The Company has determined that the key management personnel of the Company consist of its officers and directors. The following table provides information on compensation expense related to officers and directors.

2025 2024
Wages, consulting fees and benefits 1,457,980 1,260,316
Stock based compensation expense - 343,870
Total 1,457,980 1,604,186

As at December 31, 2025, $1,457,980 (2024 – $906,063) of wages and consulting fees is included in accounts payable and accrued liabilities.

10. Taxes

(a) The tax provision differs from the expected amount calculated by applying the Canadian combined federal and provincial corporate income tax rate of 23% (2024 – 23%) to net loss. The major components of these differences are as follows:

2025 2024
Net loss (4,532,313) (4,303,340)
Statutory tax rate 23% 23%
Computed expected income tax (recovery) (1,042,432) (989,768)
Non-deductible expenses 221,156 100,317
Change in unrecognized deferred tax asset 821,276 1,035,256
Other - (145,805)
Deferred tax recovery - -

(b) The components of the Company's unrecognized deductible temporary differences are as follows:

2025 2024
Property, equipment and mineral property 6,433,109 5,485,529
Non-capital losses 23,991,528 22,193,546
Share issue costs 26,743 82,208
SR&ED tax pools - 750,663
SR&ED investment tax credits 159,522 266,967
Other 2,548,451 1,487,514
33,159,353 30,266,427

The Company's non-capital losses are available to reduce taxable income in future periods and will expire between 2026 and 2045. The future tax benefit of the non-capital losses has not been recognized in these consolidated financial statements.

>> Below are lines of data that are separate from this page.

PR #801, opened 2016-03-31
Add development library for pcap to INSTALL instructions

psivesely:
The `pcap.h` library is needed to build `psutil`.

### DIFF
--- a/INSTALL.rst
+++ b/INSTALL.rst
@@ -8,12 +8,12 @@ Linux
 
 Ubuntu / Debian::
 
-    $ sudo apt-get install gcc python-dev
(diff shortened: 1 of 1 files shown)


fowlslegs:
I built `psutil` in a headless Ubuntu 14.04 container with `pip` and found it required `libpcap-dev`. I never tested on RHEL (I just looked up the equivalent package name).

giampaolo:
Libpcap, the library for sniffing networks traffic? Why do you think psutil requires that?

fowlslegs:
Woops, dealing with a large amount of output. That was needed for `pcapy`.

The Company's SR&ED pool is available to reduce taxable income in future periods and does not expire. The Company's SR&ED ITC pool is available to reduce taxes in future periods and does not expire. The future tax benefit of the SR&ED pool and ITC pool have not been recognized in these consolidated financial statements.


WEST HIGH YIELD (W.H.Y.) RESOURCES LTD.

Notes to the Consolidated Financial Statements

For the years ended December 31, 2025 and 2024

11. Financial risk exposure, risk management and financial instruments

(a) Fair value:

Financial instruments of the Company consist primarily of cash, restricted deposits, accounts payable and accrued liabilities, flow-through liability, and due to related party. As at December 31, 2025, and 2024, there were no significant differences between the carrying amounts reported on the consolidated statement of financial position and their estimated fair values as the amounts are short term in nature, or bear interest at market rates.

(b) Liquidity risk:

Liquidity risk is the risk that the Company will not be able to meet its financial obligations associated with financial liabilities. The Company manages liquidity risk through the effective management of its capital structure. The Company's approach to managing liquidity is to ensure that it will have sufficient liquidity at all times to settle obligations and liabilities when due.

Cash forecasts are done to match spending on general and administration costs and exploration costs to available cash resources. Spending is increased or decreased to match available funds. Alternatively, the Company seeks capital through the offering of common shares or loans from related parties to fund general and administrative costs and exploration activities. As discussed in note 1, the Company will have to raise additional capital through the issue of shares or other means to discharge its current liabilities and the amount due to the related party or seek forbearance of the related party and other creditors. All financial liabilities are due within one year.

(c) Interest rate risk:

Interest rate risk relates to the risk that the fair value or future cash flows of a financial instrument will fluctuate because of changes in market interest rates. The related party loans payable for a fixed annual interest rate and therefore exposes the Company to the risk of fair value variation due to interest rate variation because this financial asset is recognized at amortized cost. The other financial assets and liabilities of the Company do not represent interest risk because they do not bear interest. The Company does not use financial derivatives to decrease its exposure to interest risk.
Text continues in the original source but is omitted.